One of the most anticipated showdowns of the early football season won't have an impact on a league championship, but the outcome could end up assigning bragging rights in the Baltimore-Washington area.
No. 2 Gilman hosts DeMatha at 7 Friday night at Cardinal Gibbons in what has become a hot rivalry over the past 10 years. DeMatha, a perennial powerhouse from Hyattsville, is ranked No. 1 by The Washington Post and in the MdVarsity Media State Poll. The Greyhounds (2-0) are No. 4 in the MdVarsity poll.
"I think our kids feel like DeMatha is the best private school in the D.C. area and they feel that we're probably the best in the Baltimore area, so it's a great kind of rivalry," Gilman coach Biff Poggi said. "What it is, is wanting to test ourselves. We're the only school around here that wants to play them that doesn't have to, and we've been doing it for 10 years."
DeMatha (1-0) leads the series 6-4, but the teams have split their past four meetings.
Gilman won last season, 21-14, in an upset after Darius Jennings scored the winning touchdown on a 58-yard run midway through the fourth quarter. In 2007, the Stags romped, 42-0.
Poggi said this Stags team has the talent to rival that exceptional 2007 team, with 15 players committed to NCAA Division I programs and more likely to commit. Gilman has two: Anthony Ferguson and Jim Poggi, who are headed to Iowa, as is DeMatha's Marcus Coker.
The Greyhounds wanted to play a day game with DeMatha at Gilman, but Poggi moved the game to 7 p.m. to accommodate the DeMatha staff, several of whom work other jobs and would have had difficulty making it to Baltimore earlier.
Owls join Nyborg field
Westminster is the latest team to join the field of the highly competitive Sally E. Nyborg Field Hockey Invitational on Saturday at Roland Park.
The round-robin tournament includes some of the state's best teams, including No. 2 Severna Park, which has won a record 18 state titles; No. 10 Fallston, which has 11 state championships; Bethesda-Chevy Chase, which owns 13 state crowns, and St. Stephen's/St. Agnes from Alexandria, Va.

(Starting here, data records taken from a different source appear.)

PR #187, opened 2023-12-05
[15.0][FIX] sale_coupon_criteria_order_based: Add tagged "post_install" to tests

pilarvargas-tecnativa:
This test requires a CoA to be installed, it should be tagged "post_install"

cc @Tecnativa TT46134

@pedrobaeza @CarlosRoca13 please review


pedrobaeza (approved):
My bad, the problem is this one, so let's fix the CI:

/ocabot merge patch

PR #181, opened 2023-11-22
[16.0][MIG] coupon_multi_gift>loyalty_multi_gift: Migration to version 16.0

pilarvargas-tecnativa:
Supersedes: https://github.com/OCA/sale-promotion/pull/162

cc @Tecnativa TT44321

@chienandalu please review

PR #196, opened 2023-12-11
[16.0][MIG] sale_coupon_multi_gift>sale_loyalty_multi_gift: Migration to version 16.0

pilarvargas-tecnativa:
Pendin from:
- [x] #181

cc @Tecnativa TT44348

@chienandalu please review


chienandalu (commented):
When there's only one multi-gift promo the wizard doesn't pop up and ll the products are put into the order, even all the options.

When there are several, the wizards shows up, but I can't do anything with the options. What's the plan?
image

pilarvargas-tecnativa:
> When there's only one multi-gift promo the wizard doesn't pop up and ll the products are put into the order, even all the options.

In v16, the promotions that have as a reward a product to choose between several products have this behaviour, if there are not several promotions the wizard does not open and they apply as a reward the default product.

Also, in v13 and v15, this is the behaviour, the wizard is opened by the module sale_coupon_order_suggestion (which is not yet migrated) with the gift icon in the order line that is part of a promotion. 

A test in v15, with the modules installed:
- sale_coupon_criteria_multi_product
- sale_coupon_multi_gift
- sale_coupon_selection_wizard
The wizard does not open and the default product of the promotion is applied.

A promotion is configured in which buying a white table or a black table you get a lamp or a bin as a reward.
image

Without sale_coupon_order_suggestion there is no icon to open the wizard and it does not open by itself.

v15

> When there are several, the wizards shows up, but I can't do anything with the options. What's the plan?

When there are alternative products as rewards, the list shows the configured products on the left side and on the right side you can select the product to apply.

Tests in v16:
A promotion is configured in which when the rules are met it will give away a bin or a lamp.
When there is only one promotion applicable, the default product (in this case the bin) will be given as a reward:

v16-1


When there are several promotions the wizard will open to select which promotion to apply and which product as a reward (same as in previous versions and same behaviour of odoo in v16):

v16-2

If there are several products as a reward, they will be shown in the wizard to choose whether to apply the default one or select another one. Each line of the list is a reward product, as I said before, on the left side the options are shown and on the right side the selected one.

Description of the rewards of the promotion (2 gifts):
image

List of products configured in the promotion (same as in previous versions - 2 gifts, 1 unit of one and 2 units of another):
image

List shown in the wizard (2 products with their options):
image

Once the promotion is applied in the sales order we have two rewards, 1 unit of bin and 2 units of table.
image

chienandalu:
- You're adding every option to the cart: that's not correct. You should add only the default one if you do it automatically
- The idea is to use the core wizard to hook our option choosing behavior so this module is now self containing.

pilarvargas-tecnativa:
@chienandalu I have relaunched

When the dependency is merged I will remove the commits that do not correspond to the migration.

chienandalu:
I'm getting errors when trying to apply it:

image

This is how it's configured
image

pilarvargas-tecnativa:
> I'm getting errors when trying to apply it:

Corrected! thanks

sale_loyalty_multi_gift/tests/test_sale_loyalty_multi_gift.py
```diff
@@ -104,3 +104,60 @@ def test_04_test_sale_coupon_test_multi_gift(self):
         self.assertEqual(2, discount_line_product_2.product_uom_qty)
         self.assertEqual(3, discount_line_product_4.product_uom_qty)
         self.assertFalse(discount_line_product_3)
+
+    def test_delete_01_loyalty_multi_gift_ids(self):
```
chienandalu: Put this test in your migration commit

pilarvargas-tecnativa: This commit is to remove it when the dependency is merged because it is not a test of this module.

chienandalu: Which one is it then? :thinking:

pilarvargas-tecnativa: This is the test you used to debug the duplicate records error in loyalty_multi_gift.

chienandalu: And why shouldn't we keep it as a regression test?

pilarvargas-tecnativa: But I think it would be more suitable to keep it in loyalty_multi_gift, don't you?

chienandalu: Ok, while it test that case :)

pilarvargas-tecnativa: done

chienandalu (approved):

pedrobaeza (approved):
/ocabot merge nobump

PR #197, opened 2024-01-16
[16.0][ADD] sale_loyalty_industry

santostelmo:
This module allow to restrict the industries in which the sale loyalty program applies.

Note: Moved from sale-workflow https://github.com/OCA/sale-workflow/pull/2859


cyrilmanuel (approved):
LGTM

cyrilmanuel:
Hi @pedrobaeza  can you make a review here please ?

pedrobaeza:
I think this module is not needed if you use `loyalty_partner_applicability` (and its sales counterpart `sale_loyalty_partner_applicability`, which is more generic to filter partners by any condition (including the industry), and it's also done at rule level, not program level, which is more inline with the new v16 approach.

imagen

I know yours is more "direct", but it's very limiting and in the end, I think using the generic one will give more versatility to your customer.

santostelmo:
> I think this module is not needed if you use `loyalty_partner_applicability` (and its sales counterpart `sale_loyalty_partner_applicability`, which is more generic to filter partners by any condition (including the industry), and it's also done at rule level, not program level, which is more inline with the new v16 approach.
> 
> imagen
> 
> I know yours is more "direct", but it's very limiting and in the end, I think using the generic one will give more versatility to your customer.

I have tested this module `sale_loyalty_partner_applicability` and indeed it seems to cover the needs. But i'm afraid that this domain is hard for a odoo user to build. It's less user friendly.

PR #205, opened 2024-03-14
[16.0][IMP] sale_loyalty_order_suggestion: Add hook method

pilarvargas-tecnativa:
Add hook method to help communicate this module with other modules that extend it by returning records from programs whose rules are based on products before filtering by order product and avoid extra modules that will not provide any functionality.

cc @Tecnativa TT48349

### DIFF
--- a/sale_loyalty_order_suggestion/models/sale_order.py
+++ b/sale_loyalty_order_suggestion/models/sale_order.py
@@ -73,19 +73,28 @@ class SaleOrder(models.Model):
             ]
         return programs.filtered(lambda p: p.id not in programs_to_delete)
 
-    def _available_programs(self):
-        self.ensure_one()
+    def _filter_programs_by_rules_with_products(self):
+        """Hook method. The objective of this method is to filter by rules that establish
+        products as criteria in a loyalty program and then in other methods make the
+        filtering that corresponds to each functionality."""
         valid_programs = self._get_available_programs()
         # Filters programs that have rules with minimum_qty > 0
         programs_with_minimum_qty = valid_programs.filtered(
             lambda x: any(rule.minimum_qty > 0 for rule in x.rule_ids)
         )
+        return programs_with_minimum_qty
+
+    def _available_programs(self):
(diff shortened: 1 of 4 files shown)


sale_loyalty_order_suggestion/models/sale_order.py
```diff
@@ -73,17 +73,24 @@ def _get_available_programs(self):
...
 
-    def _available_programs(self):
-        self.ensure_one()
+    def _filter_programs_by_rules_with_products(self):
+        """Hook method. The objective of this method is to filter by rules that establish
+        products as criteria in a loyalty program and then in other methods make the
+        filtering that corresponds to each functionality."""
         valid_programs = self._get_available_programs()
         # Filters programs that have rules with minimum_qty > 0
         programs_with_minimum_qty = valid_programs.filtered(
```
pedrobaeza, line 82: Why this module includes this minimum quantity criteria?

pilarvargas-tecnativa: The purpose of this module is to suggest promotions on order lines whose product is part of the rules of a promotion.

When the suggestion is made, it shows a gift icon which, when clicked, allows us to configure what is necessary for the promotion to be applicable (products and quantity to be added to the sales order).

By default, promotions in their rules consider the domain [ ] for the allowed products if a specific product is not set in their rules.

The rules of a promotion are not restrictive to each other but as soon as one is fulfilled, the promotion is applicable.

For this reason, and following the example of the DEMO promotion "Buy 3 large cabinets, get one for free" of the type "Buy X get Y", for a promotion to have its rules based on products, it is necessary to establish a quantity as the main criterion.

image

The rest of the types of promotions can also base their rules on products and that is why in this logic they are filtered by product quantity.

It should be clarified that the different types of promotions facilitate a more direct configuration (giving the configuration practically done) of the rules, but in reality we can configure anything as we need.

pedrobaeza (approved):

chienandalu (approved):

PR #206, opened 2024-03-15
[16.0][ADD] sale_loyalty_order_suggestion_multi_gift: New module

pilarvargas-tecnativa:
Pending from:

- [x] #205 
- [x] #196 
cc @Tecnativa TT48349

@chienandalu please review


pilarvargas-tecnativa:
ping @chienandalu

carlos-lopez-tecnativa:
I tested this, but I’m not sure if it’s working correctly.
My settings:

image
image
Despite these settings, I didn’t see the button on the sale order line
Could you confirm if this is the expected behavior?

image

pilarvargas-tecnativa:
> I tested this, but I’m not sure if it’s working correctly. My settings:

From the local tests I have done, it is possible that there is a conflict with one of the other installed modules. Some of them need bridging modules. I will look into it. If you test without setting a product in the rules it does suggest the promotion correctly. When you set the product it should also suggest the promotion and in fact in my local tests it does, I will investigate which module causes the conflict and if necessary resolve it.  Thanks

pilarvargas-tecnativa:
@carlos-lopez-tecnativa You can check again

carlos-lopez-tecnativa (approved):
Functionally tested, LGTM

chienandalu (approved):

PR #130, opened 2021-06-23
Add CI to www-prod

cyrusdiego:
# Overview

Targetted wrong branch in #124 (face-palm) 
Had to add a mock for IntersectionObserver. See [this](https://stackoverflow.com/questions/44249985/js-testing-code-that-uses-an-intersectionobserver) stackoverflow article

# Changes

Just cherry picked commit from #124 and merging to the correct target branch

### DIFF
--- a/.github/workflows/main.yml
+++ b/.github/workflows/main.yml
@@ -2,9 +2,13 @@ name: Continuous Integration
 
 on:
     push:
-        branches: [master]
+        branches:
+            - master
+            - www-prod
     pull_request:
-        branches: [master]
+        branches:
+            - master
+            - www-prod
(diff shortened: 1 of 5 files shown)


armiantos:
I tried to mock IntersectionObserver but this also looks like a viable alternative [react-intersection-observer](https://www.npmjs.com/package/react-intersection-observer)

armiantos (approved):
That is some weird function syntax but I'm okay if we just need that as a mock object for the test lol LGTM

armiantos:
And as an FYI using react-intersection-observer will still introduce the IntersectionObserver not defined

PR #132, opened 2021-06-23
Move enzyme boilerplate to `setupTests.ts`

### LINKED ISSUE #131: Avoid enzyme boilerplate
Currently all shallow calls must be preceded with an Enzyme configuration. This means setting up Enzyme for each test file.

armiantos:
# Overview

* Individual tests no longer need to set-up enzyme per test file

# Changes

* Move Enzyme configuration to `setupTests`

# Questions & Notes

# Issue tracking

Closes #131 

# Testing & Demo

Running `npm test` in `www` should not yield any errors

### DIFF
--- a/www/src/setupTests.ts
+++ b/www/src/setupTests.ts
@@ -1,7 +1,3 @@
-// jest-dom adds custom jest matchers for asserting on DOM nodes.
-// allows you to do things like:
-// expect(element).toHaveTextContent(/react/i)
-// learn more: https://github.com/testing-library/jest-dom
 import '@testing-library/jest-dom';
 
 import Adapter from '@wojtekmaj/enzyme-adapter-react-17';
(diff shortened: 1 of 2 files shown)


www/src/setupTests.ts
```diff
@@ -3,3 +3,8 @@
 // expect(element).toHaveTextContent(/react/i)
```
calebschoepp, line 3: Nit: Are these comments necessary?

calebschoepp (approved):
LGTM!

www/src/setupTests.ts
armiantos: No, they just came with create-react-app, should we remove them?

armiantos: Given that we can always go to [jest-dom](https://github.com/testing-library/jest-dom), I'm in favor of removing this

The tournament, named for the Reds player who died of complications from lupus in May 1998, began the next fall. Each tournament has raised money for lupus research. Even in the two years it had to be canceled - after the terrorist attacks of Sept. 11, 2001, and because of a hurricane in 2003 - some teams donated their entry fees. Roland Park coach D ebbie Bloodsworth said the tournament, which grew from four to six teams last season, has been a great way to bring teams together that would not normally play one another.